[Stored items]
PR #79, opened 2021-03-12
cancels all orders set by ping pong algo on life_stop event

avsek477:
This removes all of the respective atomic orders set by ping pong algo when stopped by the user.

### DIFF
--- a/lib/ping_pong/events/life_stop.js
+++ b/lib/ping_pong/events/life_stop.js
@@ -12,7 +12,9 @@
 const onLifeStop = async (instance = {}) => {
   const { state = {}, h = {} } = instance
   const { orders = {}, gid } = state
-  const { emit } = h
+  const { emit, debug } = h
+
+  debug('detected ping/pong algo cancelation, stopping...')
 
   return emit('exec:order:cancel:all', gid, orders)
 }
--- a/lib/ping_pong/events/orders_order_cancel.js
+++ b/lib/ping_pong/events/orders_order_cancel.js
@@ -12,13 +12,11 @@
  * @returns {Promise} p - resolves on completion
  */
 const onOrdersOrderCancel = async (instance = {}, order) => {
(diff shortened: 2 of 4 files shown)


lib/ping_pong/events/life_stop.js
```diff
@@ -12,9 +12,11 @@
 const onLifeStop = async (instance = {}) => {
   const { state = {}, h = {} } = instance
   const { args = {}, orders = {}, gid } = state
-  const { emit } = h
+  const { emit, debug } = h
   const { cancelDelay } = args
 
+  debug('detected ping/pong algo cancelation, stopping...')
+
   return emit('exec:order:cancel:all', gid, orders, cancelDelay)
```
robertkowalski, line 20: should be set to 0 here, else we have ghost orders after the user clicks cancel

lib/ping_pong/events/orders_order_cancel.js
```diff
@@ -12,14 +12,11 @@
...
 const onOrdersOrderCancel = async (instance = {}, order) => {
-  const { state = {}, h = {} } = instance
-  const { args = {}, orders = {}, gid } = state
+  const { h = {} } = instance
   const { emit, debug } = h
-  const { cancelDelay } = args
 
   debug('detected atomic cancelation, stopping...')
 
-  await emit('exec:order:cancel:all', gid, orders, cancelDelay)
```
robertkowalski, line 22: here we can use cancelDelay, but i think we should remove that feature all together...

avsek477: agreed

lib/ping_pong/events/life_stop.js
avsek477: ok!! will change to 0

robertkowalski (approved):
lgtm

*Exercise brief*
Check each line of the entries for the string "algo". Copy the lines that have it.

*Task result*
cancels all orders set by ping pong algo on life_stop event
This removes all of the respective atomic orders set by ping pong algo when stopped by the user.
+  debug('detected ping/pong algo cancelation, stopping...')
+  debug('detected ping/pong algo cancelation, stopping...')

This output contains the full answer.